[Source information Boundary: Start]

PR #3098, opened 2026-07-31
fix(integrations-claude-code): resolve deleted subagent worktree cwd to parent repo bank

### LINKED ISSUE #3096: Claude Code: deleted subagent worktrees create orphan agent-* banks
## Bug Description

Configuration:

```json
{
  "dynamicBankId": true,
  "resolveWorktrees": true
}
```

```text
```

## Steps to Reproduce

   ```text
   ```

   ```python
   cfg = {
       "dynamicBankId": True,
       "resolveWorktrees": True,
   }
   derive_bank_id(
       cfg,
   )
   ```

## Expected Behavior

## Actual Behavior

```text
agent-deadbeef
```

Current tests cover:

- regular repositories
- existing worktrees
- non-git directories
- missing git/timeouts

## Version

- Hindsight server: 0.8.6

## Related Work

valda:
Fixes #3096

## Problem

With project-scoped dynamic banks (`dynamicBankId: true`, `dynamicBankGranularity: ["project"]`, `resolveWorktrees: true`), the async `Stop` retain hook can fire after an isolated Claude Code subagent worktree under `<repo>/.claude/worktrees/agent-*` has already been cleaned up. `git -C <cwd> rev-parse --git-common-dir` fails for the deleted path and `_resolve_project_name()` falls back directly to `os.path.basename(cwd)`, silently creating orphan banks named after the generated worktree directory (e.g. `agent-a33c4d636c3472e69`) and fragmenting project memory away from the intended bank. Observed in production: one parent session produced 5 orphan `agent-*` banks, one of which accumulated 598 memory units (details in #3096).

## Fix

Two changes to `scripts/lib/bank.py`:

1. **Extract git resolution into `_project_name_from_git()` and fix the common-dir parse.** The old `basename(dirname(git_common_dir))` assumed the common dir always ends in `.git`. For a submodule the common dir is `<super>/.git/modules/<name>`, so the resolver returned the meaningless name `modules` even for a *live* submodule cwd. The parse now handles:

[Source information Boundary: End]

● **What you will do**
The expected output is each line of the records above that includes the word "Behavior".

● **Result**
## Expected Behavior
## Actual Behavior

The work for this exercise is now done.